→ What is required: From the records below, copy out each line that has the word "True".
——
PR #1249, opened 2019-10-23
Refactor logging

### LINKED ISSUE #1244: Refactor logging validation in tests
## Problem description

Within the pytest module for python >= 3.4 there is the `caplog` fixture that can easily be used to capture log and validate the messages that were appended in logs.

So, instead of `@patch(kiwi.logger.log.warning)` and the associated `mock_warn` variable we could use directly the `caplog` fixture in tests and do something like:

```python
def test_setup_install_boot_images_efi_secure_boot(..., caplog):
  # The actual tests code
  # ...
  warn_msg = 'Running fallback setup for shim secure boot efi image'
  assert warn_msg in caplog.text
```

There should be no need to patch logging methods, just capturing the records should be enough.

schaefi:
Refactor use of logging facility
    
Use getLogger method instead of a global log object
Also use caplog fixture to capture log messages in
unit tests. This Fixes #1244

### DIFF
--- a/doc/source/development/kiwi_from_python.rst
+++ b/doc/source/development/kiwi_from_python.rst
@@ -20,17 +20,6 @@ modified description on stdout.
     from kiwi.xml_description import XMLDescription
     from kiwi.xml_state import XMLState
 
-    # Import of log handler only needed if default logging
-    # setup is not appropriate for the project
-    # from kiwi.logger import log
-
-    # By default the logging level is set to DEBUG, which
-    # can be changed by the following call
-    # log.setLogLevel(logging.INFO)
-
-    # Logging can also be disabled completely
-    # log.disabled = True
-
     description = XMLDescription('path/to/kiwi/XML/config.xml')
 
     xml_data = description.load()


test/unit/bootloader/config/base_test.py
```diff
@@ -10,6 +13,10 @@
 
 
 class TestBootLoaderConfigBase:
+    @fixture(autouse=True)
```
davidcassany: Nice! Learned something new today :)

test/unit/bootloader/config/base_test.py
——
→ Exercise answer:
-    # log.disabled = True
+    @fixture(autouse=True)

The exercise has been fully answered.